Niaul raised his head, pricked his ears. Not the path but the forest drew his attention, away to the north and east. Open pines running there, a long rising and dip of the land and a steep climb behind it up a ridge. Flash of distant white.

So, then.

There were words to be spoken.

CHAPTER XXVI

The sound of Snow's hooves was soft, near to silent on the thick cushion of fallen needles beneath the pines, rising to a muffled hollow thud like distant drums when Ghu set the white stallion to a canter through the pillars of the trees, impatient, dreading. Riding to have it over.

The sanctuary of the Mother, the cold springs. The birth of the Wild Sister. He had never been to this place, and knew every tree, every stone, every singing bird. Evening Cloud whinnied to his stablemate. Ahjvar was sitting by a fire, leaning against one of the great pines, unsheathed sword within reach, shoved upright into the pine mould, dull silver in the sun. Not sleeping, but open-eyed. Waiting. He thrust himself to his feet as Ghu reined Snow back to his flowing walk again. Jui and Jiot coursed up to Ahjvar, tails wagging, and he gave them a hand to sniff, absent of attention. That welcome taken care of, they coursed on by to drink noisily from the nearest of the sacred springs, Jui wading right in to wallow, joyously irreverent.

Ahjvar simply stood, waiting. He looked exhausted, gaunt, eyes hollow, dark-ringed, but there was a calm to him, a peace.

What he had feared, when Ahjvar had said he would not follow to the mountain. What he had known. Ghu dismounted and looped the stallion's reins up, left him loose to wander to the water or his fellow as he would, but stood still himself, to have a moment to watch Ahjvar, to hold him whole in sight. To not cross to him, not hear the words said.

Ahjvar came to him instead and fell to his knees at his feet.

“I've been wrestling dreams.” Head bowed, voice low, hoarse.

“Ahjvar . . .”

“I've found my way through them. I can wake myself. Wake myself up knowing I dream, not reaching for a weapon, not trying to choke—I've done it, three times, four, I don't know, but one, one was very bad. I'm still dreaming, but I have
broken
them. I
know
them. I do not think—I do not think I will wake trying to kill long-dead enemies any longer. I do not sleep easy, or quiet, but . . . I wake and I can sleep again. Even—even when I dream I am burning, even when the Lady takes me in the well, I can make myself wake and know I am dreaming.” Almost a whisper.
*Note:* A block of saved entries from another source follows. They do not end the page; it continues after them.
PR #908, opened 2024-09-23
fix(engine/deps): stop re-computing over and over the set of assoc items

W95Psp:
While debugging some bug, I noticed the dependency analysis was very slow, it was basically about precomputing the set of associated items instead of computing it over and over.


franziskuskiefer (approved):
🚀

PR #935, opened 2024-10-01
Handle cyclic module dependencies

### LINKED ISSUE #396: Add utility function to deal with mutual dependency across different modules
(this issue was extracted from https://github.com/hacspec/hax/issues/203#issuecomment-1637539912)

Rust modules are really about namespacing. Rust allows items to be mutually recursive **across** modules.

This is rarely allowed in other statically typed languages, and even less in proof assistants. Thus, we need a strategy for removing such recursive bundles that span across multiple modules.

# Example
## Situation A
```rust
mod a {
    pub fn f (x: u8) -> u8 {
        if x < 0 { x } else { super::b::f(x - 1) }
    }
}
mod b {
    pub fn f (x: u8) -> u8 {
        if x < 0 { x } else { super::a::f(x - 1) }
    }
}
```

In this case, we should probably transform to:
```rust
mod bundle_a_b {
    pub fn a_f (x: u8) -> u8 {
        if x < 0 { x } else { b_f(x - 1) }
    }
    pub fn b_f (x: u8) -> u8 {
        if x < 0 { x } else { a_f(x - 1) }
    }
}
mod a { pub fn f (x: u8) -> u8 { super::bundle_a_b::a_f(x) } }
mod b { pub fn f (x: u8) -> u8 { super::bundle_a_b::b_f(x) } }
```

## Situation B
We can also write something like:
```rust
fn f() {}
mod b {
    use super::*;
    pub fn g() {super::f ()}
}
fn h() { b::g() }
```

Here we have:
 - a dependency from `b` to `a` (`a::b::g` uses `a::f`);
 - a dependency from `a` to `b` (`f::h` uses `a::b::g`)

In this case, we can either:
 - make a bundle for `f`, `g` and `h` just like above;
 - make a bundle only for `f` and `g` and use that in the rest of the top-level module.

# Solution
We want our module-level dependency graph to be a tree.
For this, we should identify every group of items that span across multiple modules and isolate them in newly named modules.

This is partially implemented by `engine/lib/dependencies.ml`, but we need to revisit it and test it heavily.
This issue is blocking for extracting Core to anything (F*/Coq/whatever) useful.

maximebuyse:
Closes #396 

The idea is to put together objects that create a cyclic dependency at the module level. We bundle them in a newly created module (one for each cycle) and then use https://github.com/FStarLang/FStar/pull/3369 to selectively include these objects in the module they actually belong to.
List of changes compared to the existing implementation (that was present in `dependencies.ml` but not used by any backend):
- we solve name clashes in the bundles (by adding a hash to the names that clash)
- we replace the `let` and `type` keywords by `and` for mutually recursive items
- we replace the `unfold let` by `include` to make use of https://github.com/FStarLang/FStar/pull/3369
- we bundle not only mutually recursive items but also items that create a cyclic dependency without being recursive. This is done by computing the transitive closure of the item dependency graph. Looking for paths of three objects a1 -> b -> a2 such that a1, a2 belong to module A and b belongs to B (with B != A). Adding an edge between these items for each such path in a new graph. After finding all such paths, the bundles are exactly the connected components of this new graph.

### DIFF
--- a/engine/backends/coq/coq/coq_backend.ml
+++ b/engine/backends/coq/coq/coq_backend.ml
@@ -679,8 +679,8 @@ let hardcoded_coq_headers =
    Open Scope Z_scope.\n\
    Open Scope bool_scope.\n"
 
-let translate _ (_bo : BackendOptions.t) (items : AST.item list) :
-    Types.file list =
+let translate _ (_bo : BackendOptions.t) ~(bundles : AST.item list list)
+    (items : AST.item list) : Types.file list =
   U.group_items_by_namespace items
   |> Map.to_alist
   |> List.map ~f:(fun (ns, items) ->
--- a/engine/backends/coq/ssprove/ssprove_backend.ml
+++ b/engine/backends/coq/ssprove/ssprove_backend.ml
@@ -2405,8 +2405,8 @@ let hardcoded_coq_headers =
    Import choice.Choice.Exports.\n\n\
    Obligation Tactic := (* try timeout 8 *) solve_ssprove_obligations.\n"
 
-let translate _ (_bo : BackendOptions.t) (items : AST.item list) :
-    Types.file list =
+let translate _ (_bo : BackendOptions.t) ~(bundles : AST.item list list)
+    (items : AST.item list) : Types.file list =
   let analysis_data = StaticAnalysis.analyse items in
   U.group_items_by_namespace items
   |> Map.to_alist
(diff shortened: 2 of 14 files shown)


W95Psp (changes requested):
As we discussed, we should rename constructors in enumeration when their name are clashing, see https://hax-playground.cryspen.com/#fstar/0559a9e0ba/gist=02128b3051501d2c361787c887a82d26

maximebuyse:
> As we discussed, we should rename constructors in enumeration when their name are clashing, see https://hax-playground.cryspen.com/#fstar/0559a9e0ba/gist=02128b3051501d2c361787c887a82d26

As discussed, it is easier (and maybe better as we keep the naming convention) to always rename the variants when we rename the enum. We also need to include the new variants in the module of origin with an alias (to make sure the original name is available).

I implemented that. Note that the import of variants also happens when there is no renaming (not sure if it is good or not).

W95Psp (approved):
Thanks, that's great!
Let's merge it! :smiley:

PR #945, opened 2024-10-02
feat(engine/f*): allow unsafe code

W95Psp:
This PR follows from
https://github.com/hacspec/hax/issues/417#issuecomment-2387860612, and from PR #867.

It turns on the `unsafe` feature for the F* backend.

### DIFF
--- a/Cargo.lock
+++ b/Cargo.lock
@@ -94,9 +94,9 @@ dependencies = [
 
 [[package]]
 name = "autocfg"
-version = "1.3.0"
+version = "1.4.0"
 source = "registry+https://github.com/rust-lang/crates.io-index"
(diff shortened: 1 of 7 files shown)


franziskuskiefer (changes requested):
This crashes again on use.
Please update the `Cargo.lock` and add a process that ensures that this doesn't happen.

W95Psp:
Can you copy paste the error you get?
Can you also `cargo clean` in the `tests` folder and in the main folder before running the tests?

This dependency things makes no sense to me, I don't get it.

W95Psp:
@franziskuskiefer can you try locally to run hax on `examples/chacha20`?

franziskuskiefer:
Let's just update the lock file and get this in, and open an issue to investigate this. We shouldn't block this PR on that.

PR #947, opened 2024-10-02
fix(exporter+engine): drop default parameters on traits

### LINKED ISSUE #310: Defaults traits bounds
```rust
trait Foo: Bar {
    type U;
}
trait Bar<T = <Self as Foo>::U> {}
```

W95Psp:
This PR disable default parameters on traits, both in the engine and in the exporter, following the conversation in #310.

Explanation (quoting my comment in code):

> On use site, Rust always give us all the generic
> parameters, no matter the defaultness. This information is
> thus not so useful. At the same time, as discussed in
> https://github.com/hacspec/hax/issues/310, extracting this
> default type causes failures when querying Rust for trait
> resolution. We thus decided to disable this feature. If
> this default type information is useful to you, please
> open an issue on https://github.com/hacspec/hax.

Fixes #310

### DIFF
--- a/engine/backends/coq/coq/coq_backend.ml
+++ b/engine/backends/coq/coq/coq_backend.ml
@@ -362,10 +362,8 @@ struct
 
   let pgeneric_param_as_argument span : generic_param -> C.AST.argument =
     function
-    | { ident; kind = GPType { default }; _ } ->
-        C.AST.Explicit
-          ( C.AST.Ident ident.name,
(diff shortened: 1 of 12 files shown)


Nadrieril (approved):
The changes in `copied.rs` look good to me; can't vouch for the rest.

W95Psp:
Thanks, yeah, no worries, the rest is just dumb propagation;:)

“Ah, Ahj.” Ghu hardly dared to touch him, to set a hand to that bowed head. But he did. The bright pale hair was finer than one would think from its unruly wildness, warmed in the bough-broken sun, golden light on gold. All his resolution—he held it firm. He could not deny and would not plead. He should take what warmth there was in knowing he had, after all, been able to give that gift of time, that Ahj did not die in flight from the haunting of his own mind, but went to his road, long though it might be with the murders he carried, with some small peace.